**What is expected**
Print the whole listing, unchanged.

**Information shown**
Issue #611, opened 2018-12-17
Unable to scan toolkits.


pokowaka:
### Brief Issue Summary

Unable to use under windows 10. Scanning for toolkit fails

### Expected:

Be able to scan for toolkit

### CMake Tools Log

[kit] Error: ENOENT: no such file or directory, open 'C:\Users\XX\AppData\Local\Temp\vs-cmt-0.2646040883366907.bat.env'
[kit] Error: ENOENT: no such file or directory, open 'C:\Users\XX\AppData\Local\Temp\vs-cmt-0.5676718415170368.bat.env'
[kit] Error: ENOENT: no such file or directory, open 'C:\Users\XX\AppData\Local\Temp\vs-cmt-0.7996598566719535.bat.env'
[kit] Error: ENOENT: no such file or directory, open 'C:\Users\XX\AppData\Local\Temp\vs-cmt-0.5296463357321997.bat.env'
[kit] Error: ENOENT: no such file or directory, open 'C:\Users\XX\AppData\Local\Temp\vs-cmt-0.5546743853638219.bat.env'
[kit] Error: ENOENT: no such file or directory, open 'C:\Users\XX\AppData\Local\Temp\vs-cmt-0.058505082376307804.bat.env'
[kit] Error: ENOENT: no such file or directory, open 'C:\Users\XX\AppData\Local\Temp\vs-cmt-0.3845789596045024.bat.env'

### Developer Tools Log

```
<!-- Paste the log contents HERE -->
```

### Platform and Versions

- **Operating System**: Windows
- **CMake Version**: cmake version 3.12.18081601-MSVC_2
- **VSCode Version**: 1.29.1
- **CMake Tools Extension Version**: 1.1.3
- **Compiler/Toolchain**: Visual C++ 2017

### Other Notes/Information

Completely removing cmake-tools does not fix the issue.

pokowaka:
I've done some debugging, and can now provide you with something useful:

The generation of the batch file in:


async function collectDevBatVars(devbat: string, args: string[], major_version:number, common_dir:string): Promise<Map<string, string>|undefined>

depends on the existence of the file ${devbat}.  However it is possible for that file not to exists, causing no .env file to be written.

In my case: 

devbat="C:\Program Files (x86)\Microsoft Visual Studio\2017\Professional\VC\Auxiliary\Build\vcvarsall.bat"

Which does not exist, causing the following failure in the batch script:

[...]

PR #613, opened 2018-12-18
Discover all Visual Studio Installs.

pokowaka:
It is possible to have multiple versions of Visual Studio. For example
Professional and Enterprise. Previously only one version could be
registered, potentially causing problems.

Closes: #611
Test: Scanning of kits succeed, with reasonable (but longer) display name.

Now shows the complete name of Visual Studio in discovered kits

## The purpose of this change

Fix a bug when there are multiple installations of visual studio, but making only one available.

### DIFF
--- a/src/kit.ts
+++ b/src/kit.ts
@@ -374,7 +374,7 @@ export async function vsInstallations(): Promise<VSInstallation[]> {
   for (const inst of vs_installs) {
     const majorVersion = parseInt(inst.installationVersion);
       if (majorVersion >= 15) {
-      inst.instanceId = `VisualStudio.${majorVersion}.0`;
+      inst.instanceId = `${inst.displayName}`;
     }
     if (inst_ids.indexOf(inst.instanceId) < 0) {
       installs.push(inst);


lygstate:
Gocha have a try:)

lygstate:
@pokowaka I am confused why only one version could be registered。
I prefer
      inst.instanceId = `VisualStudio.${majorVersion}.0.Commnity`;
      inst.instanceId = `VisualStudio.${majorVersion}.0.Professional`;
and so on.

pokowaka:
The reason only one version gets registered is due to line 379. Only the first instance id gets registered.

I don't think it is worth it to have a display name translator that saves 5 chars for the following reasons.

- The code will be more complicated, as we will have to determine which type is installed (Enterprise/Community/Prof/etc). 
- The proposed scheme will cause complications if Microsoft drops or adds a new "release type". For example community editions where named express at a certain point.
- Not clear what the added value of .0. in the string is.

lygstate:
@pokowaka For consistence with older version of visual Studio.

blakehurd:
Hello, per the wording of this issue, would this potentially help with CMake Tools not discovering msvc_x64 / x64 kit when it scans? It picks up amd64, x86, amd64_arm, etc., but does not clearly pick up x64 separately even though the requisite exe/etc. are located right next to x86 per the Visual Studio Installer. Ended up needing to define a kit anyway to specify a vcpkg toolchain, but would've helped to have this at the start.

pokowaka:
@vector-of-bool  how can we move forward addressing this issue?

lygstate:
@vector-of-bool How about give me admin permission to merge request and submit pathches?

**Solved exercise**
Issue #611, opened 2018-12-17
Unable to scan toolkits.


pokowaka:
### Brief Issue Summary

Unable to use under windows 10. Scanning for toolkit fails

### Expected:

Be able to scan for toolkit

### CMake Tools Log

[kit] Error: ENOENT: no such file or directory, open 'C:\Users\XX\AppData\Local\Temp\vs-cmt-0.2646040883366907.bat.env'
[kit] Error: ENOENT: no such file or directory, open 'C:\Users\XX\AppData\Local\Temp\vs-cmt-0.5676718415170368.bat.env'
[kit] Error: ENOENT: no such file or directory, open 'C:\Users\XX\AppData\Local\Temp\vs-cmt-0.7996598566719535.bat.env'
[kit] Error: ENOENT: no such file or directory, open 'C:\Users\XX\AppData\Local\Temp\vs-cmt-0.5296463357321997.bat.env'
[kit] Error: ENOENT: no such file or directory, open 'C:\Users\XX\AppData\Local\Temp\vs-cmt-0.5546743853638219.bat.env'
[kit] Error: ENOENT: no such file or directory, open 'C:\Users\XX\AppData\Local\Temp\vs-cmt-0.058505082376307804.bat.env'
[kit] Error: ENOENT: no such file or directory, open 'C:\Users\XX\AppData\Local\Temp\vs-cmt-0.3845789596045024.bat.env'

### Developer Tools Log

```
<!-- Paste the log contents HERE -->
```

### Platform and Versions

- **Operating System**: Windows
- **CMake Version**: cmake version 3.12.18081601-MSVC_2
- **VSCode Version**: 1.29.1
- **CMake Tools Extension Version**: 1.1.3
- **Compiler/Toolchain**: Visual C++ 2017

### Other Notes/Information

Completely removing cmake-tools does not fix the issue.

pokowaka:
I've done some debugging, and can now provide you with something useful:

The generation of the batch file in:


async function collectDevBatVars(devbat: string, args: string[], major_version:number, common_dir:string): Promise<Map<string, string>|undefined>

depends on the existence of the file ${devbat}.  However it is possible for that file not to exists, causing no .env file to be written.

In my case: 

devbat="C:\Program Files (x86)\Microsoft Visual Studio\2017\Professional\VC\Auxiliary\Build\vcvarsall.bat"

Which does not exist, causing the following failure in the batch script:

[...]

PR #613, opened 2018-12-18
Discover all Visual Studio Installs.

pokowaka:
It is possible to have multiple versions of Visual Studio. For example
Professional and Enterprise. Previously only one version could be
registered, potentially causing problems.

Closes: #611
Test: Scanning of kits succeed, with reasonable (but longer) display name.

Now shows the complete name of Visual Studio in discovered kits

## The purpose of this change

Fix a bug when there are multiple installations of visual studio, but making only one available.

### DIFF
--- a/src/kit.ts
+++ b/src/kit.ts
@@ -374,7 +374,7 @@ export async function vsInstallations(): Promise<VSInstallation[]> {
   for (const inst of vs_installs) {
     const majorVersion = parseInt(inst.installationVersion);
       if (majorVersion >= 15) {
-      inst.instanceId = `VisualStudio.${majorVersion}.0`;
+      inst.instanceId = `${inst.displayName}`;
     }
     if (inst_ids.indexOf(inst.instanceId) < 0) {
       installs.push(inst);


lygstate:
Gocha have a try:)

lygstate:
@pokowaka I am confused why only one version could be registered。
I prefer
      inst.instanceId = `VisualStudio.${majorVersion}.0.Commnity`;
      inst.instanceId = `VisualStudio.${majorVersion}.0.Professional`;
and so on.

pokowaka:
The reason only one version gets registered is due to line 379. Only the first instance id gets registered.

I don't think it is worth it to have a display name translator that saves 5 chars for the following reasons.

- The code will be more complicated, as we will have to determine which type is installed (Enterprise/Community/Prof/etc). 
- The proposed scheme will cause complications if Microsoft drops or adds a new "release type". For example community editions where named express at a certain point.
- Not clear what the added value of .0. in the string is.

lygstate:
@pokowaka For consistence with older version of visual Studio.

blakehurd:
Hello, per the wording of this issue, would this potentially help with CMake Tools not discovering msvc_x64 / x64 kit when it scans? It picks up amd64, x86, amd64_arm, etc., but does not clearly pick up x64 separately even though the requisite exe/etc. are located right next to x86 per the Visual Studio Installer. Ended up needing to define a kit anyway to specify a vcpkg toolchain, but would've helped to have this at the start.

pokowaka:
@vector-of-bool  how can we move forward addressing this issue?

lygstate:
@vector-of-bool How about give me admin permission to merge request and submit pathches?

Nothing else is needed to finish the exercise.